O objetivo da Nova Retórica de Perelman foi o de reformular o raciocínio jurídico contemporâneo, tornando a aplicação do Direito uma consequencia da efetivação de Justiça. “O juiz não pode considerar-se satisfeito se pôde motivar sua decisão de modo aceitável; deve também apreciar o valor desta decisão e julgar se lhe parece justa ou, ao menos, sensata.” (Perelman, Logica Juridica, 2004, pg 96).

 

O Direito exige fundamentação, e não demonstração.
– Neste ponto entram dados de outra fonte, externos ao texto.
Issue #33958, opened 2021-07-11
Go Routine leak in Test Agent 


ramaraochavali:
nt
    check.go:131: goroutine leak: Leaked goroutine: goroutine 4460 [sleep]:
        time.Sleep(0xee6b2800)
        	/usr/local/go/src/runtime/time.go:193 +0xd2
        istio.io/istio/security/pkg/nodeagent/sds.(*Server).initWorkloadSdsService.func1(0xc000db23a0, 0xc002728998, 0xc0019777d0)
        	/home/prow/go/src/istio.io/istio/security/pkg/nodeagent/sds/server.go:114 +0xc5
        created by istio.io/istio/security/pkg/nodeagent/sds.(*Server).initWorkloadSdsService
        	/home/prow/go/src/istio.io/istio/security/pkg/nodeagent/sds/server.go:92 +0x2dd
--- FAIL: TestAgent (19.33s)

PR #33959, opened 2021-07-11
fix goroutine leak in agent test

ramaraochavali:
Fixes https://github.com/istio/istio/issues/33958
This is not a real issue in prod but fails tests.

[ ] Docs
[ ] Installation
[ ] Networking
[ ] Policies and Telemetry
[ ] Security
[ ] Test and Release
[ ] User Experience
[ ] Developer Infrastructure

Pull Request Attributes

### DIFF
--- a/security/pkg/nodeagent/sds/server.go
+++ b/security/pkg/nodeagent/sds/server.go
@@ -39,12 +39,12 @@ type Server struct {
 	grpcWorkloadListener net.Listener
 
 	grpcWorkloadServer *grpc.Server
-	stopped            atomic.Bool
+	stopped            *atomic.Bool
 }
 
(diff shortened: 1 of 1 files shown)


security/pkg/nodeagent/sds/server.go
```diff
@@ -38,11 +39,12 @@ type Server struct {
 	grpcWorkloadListener net.Listener
 
 	grpcWorkloadServer *grpc.Server
+	stopped            atomic.Bool
```
howardjohn, line 42: I think this is supposed to be a pointer created by atomic.NewBool?

ramaraochavali: oh yeah

howardjohn (approved):

PR #33966, opened 2021-07-12
CronJobs already GA in k8s V1.21

ChenglongGao327:
The latest version of Cronjob is batch/v1, which is GA in version 1.21 of k8s
it can be derived from pod metadata

k8s PR：Promote CronJobs to batch/v1
https://github.com/kubernetes/kubernetes/pull/98965

[ ] Docs
[ ] Installation
[X] Networking
[ ] Policies and Telemetry
[ ] Security
[ ] Test and Release
[ ] User Experience
[ ] Developer Infrastructure

### DIFF
--- a/pkg/kube/util.go
+++ b/pkg/kube/util.go
@@ -235,9 +235,6 @@ func GetDeployMetaFromPod(pod *kubeApiCore.Pod) (metav1.ObjectMeta, metav1.TypeM
 				if _, err := strconv.Atoi(controllerRef.Name[l-10:]); err == nil && string(controllerRef.Name[l-11]) == "-" {
 					deployMeta.Name = controllerRef.Name[:l-11]
 					typeMetadata.Kind = "CronJob"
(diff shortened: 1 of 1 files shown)


ChenglongGao327:
cc @bianpengyuan

howardjohn (commented):
How will this impact users not on 1.21? Most are not yet

bianpengyuan:
> How will this impact users not on 1.21? Most are not yet

+1, Also I think we will need to replace it, not removing it? But anyway, let's wait until istio support window covers 1.21+, which could take a while..

ChenglongGao327:
> > How will this impact users not on 1.21? Most are not yet
> 
> +1, Also I think we will need to replace it, not removing it? But anyway, let's wait until istio support window covers 1.21+ or majority of user is on 1.21+ before making this change, which could take a while..

I just found this, not sure when to modify cronjob to use v1 version. Proxy can be injected in an environment where k8s is less than 1.21

PR #33974, opened 2021-07-12
Bump dependencies

jwendell:


ericvn (approved):
LGTM, but I'm curious if the proxy change will actually pass the current tests.

docker/Dockerfile.distroless
```diff
@@ -8,13 +8,13 @@ FROM ubuntu:focal as ubuntu_source
 COPY --from=distroless_source /etc/ /home/etc
 COPY --from=distroless_source /home/nonroot /home/nonroot
 RUN echo istio-proxy:x:1337: >> /home/etc/group
-RUN echo isito-proxy:x:1337:1337:istio-proxy:/nonexistent:/sbin/nologin >> /home/etc/passwd
```
howardjohn, line 11: this is suspicious.. I wonder how it worked properly before?

howardjohn (approved):

jwendell:
> LGTM, but I'm curious if the proxy change will actually pass the current tests.

You're right. Should we skip proxy changes in this PR and let automator do its job when https://github.com/istio/proxy/pull/3395 is merged?

bianpengyuan:
Looks like there is proxy crashes: https://prow.istio.io/view/gs/istio-prow/pr-logs/pull/istio_istio/33974/integ-cni-k8s-tests_istio/1414772690526408704. An upstream fixes were just merged, which fixed a crash in the same function. https://github.com/envoyproxy/envoy/pull/17302

bianpengyuan:
Looks another crashes caused by the same change..: https://github.com/envoyproxy/envoy/pull/16948#issuecomment-879372229

bianpengyuan:
Hmm still does not work. They are reverting https://github.com/envoyproxy/envoy/pull/16948, so let's wait for that.

PR #2324, opened 2020-08-08
deep water is 2x better to pump

DeltaNedas:
May implement https://github.com/Anuken/Mindustry-Suggestions/issues/383, I can't build it due to annotation processor errors.


annotations/src/main/resources/revisions/Bullet/5.json
```diff
@@ -0,0 +1 @@
+{version:5,fields:[{name:collided,type:arc.struct.IntSeq,size:-1},{name:damage,type:float,size:4},{name:data,type:java.lang.Object,size:-1},{name:lifetime,type:float,size:4},{name:owner,type:mindustry.gen.Entityc,size:-1},{name:team,type:mindustry.game.Team,size:-1},{name:time,type:float,size:4},{name:type,type:mindustry.entities.bullet.BulletType,size:-1},{name:x,type:float,size:4},{name:y,type:float,size:4}]}
```
Anuken, line 1: This shouldn't be in the commit. It might have been added here due to some Java version differences.

PR #2338, opened 2020-08-11
Revert Logic Blocks Back To Orange Color

Zenith-LY:
This PR will probably fail since they were originally orange but then changed to purple.

I made this PR because every block in mindustry is orange themed while logic blocks aren't. Maybe because they are very unique blocks but still they should be orange to match the theme because when they are purple they look like blocks from "purple" team.

I also think purple looks good but for the theme it has to be orange. I know they are very unique blocks but they also have sprites and making it orange would be better for the theme.


Anuken:
> every block in mindustry is orange themed

What are you talking about? Less than half of all blocks are orange themed. There are plenty of red, purple, yellow, brown, blue and black blocks.

summetdev:
I think he meant that the accent color is orange.

Anuken:
> I think he meant that the accent color is orange.

What did you think I was referring to? There is no other color besides the accent that could be orange in this case.

Just look in the drill/crafting/liquids tab - many of the blocks there have no orange in them at all. This doesn't make any sense.

Zenith-LY:
> What are you talking about? Less than half of all blocks are orange themed. There are plenty of red, purple, yellow, brown, blue and black blocks.

Ok but purple felt strange.

Anuken:
I don't agree.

Fundamentar é dar razões, explicar.

 

A Nova Retórica coloca a argumentação como caminho para o convencimento, (adesão com característica racional, de um auditório universal), e persuasão, (adesão de um auditório particular).

 

A Argumentação é uma técnica que exclui a violência. Ela requer uma comunidade de espíritos, abdicando de qualquer coerção para aceitação de uma tese. O orador profere um discurso, sendo livre a adesão do auditório que ele busca convencer ou presuadir.

 

Essa teoria resgatou a dialética e permitiu inserir a democracia na efetivação da justiça. Seu legado é que a liberdade deve ser respeitada e pode ser conquistada, sem coerção ou violência, somente com o dialogo e a razão. “Apenas a existência de uma argumentação que não seja nem coerciva nem arbitrária, confere um sentido à liberdade humana, condição de exercício de uma escolha racional” (Perelman , 2004, pg 581).

 

 

 

 

 

BIBLIOGRAFIA

 

PERELMAN, Chaim. Lógica Jurídica. Tradução Vergínia K. Pupi. 2. ed. São Paulo: Martins Fontes, 2004.